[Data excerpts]
PR #336, opened 2026-09-13
feat(cli): squirrel entities command with filters, export formats and --diff (#2092)

nc9:
Implements `squirrel entities` (squirrelscan/repo#2092, epic #2061 sections 5 and 9) on top of the entity map that #333 made every audit build.

## The command

Shaped like `squirrel report`: same flag names, same project-scoped store access, same `--input` escape hatch.

| Invocation | What it does |
|---|---|
| `squirrel entities` | Summary of the latest audit's map |
| `squirrel entities <@id\|key\|name>` | One entity in full: properties, declaring pages, references, conflicts |
| `squirrel entities --list` | Stored audits with their entity counts and stable-`@id` share |
| `squirrel entities --diff` | What changed between two audits |

`--type`, `--page` and `--problem` produce a filtered **map**, not a filtered view, so `-f graphml --type Organization` hands a graph tool the filtered graph and the summary counts describe what survived rather than the whole site. `--problem` accepts `no-id`, `conflict`, `dangling`, `single-page` and `split-identity`.

Exit code is 0 on every path that produced an answer, including a site that declares no JSON-LD at all. That is a finding, not a failure. Only a usage mistake or an unreadable store exits 1.

## Export formats

`csv`, `dot`, `graphml` and `mermaid` join the existing `json`, `jsonld`, `html` and `markdown`, all in `packages/report` beside the renderers they sit with.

— EXERCISE DIRECTIONS —
Go through the records. Copy each line where "graphml" appears.

— COMPLETED TASK —
`--type`, `--page` and `--problem` produce a filtered **map**, not a filtered view, so `-f graphml --type Organization` hands a graph tool the filtered graph and the summary counts describe what survived rather than the whole site. `--problem` accepts `no-id`, `conflict`, `dangling`, `single-page` and `split-identity`.
`csv`, `dot`, `graphml` and `mermaid` join the existing `json`, `jsonld`, `html` and `markdown`, all in `packages/report` beside the renderers they sit with.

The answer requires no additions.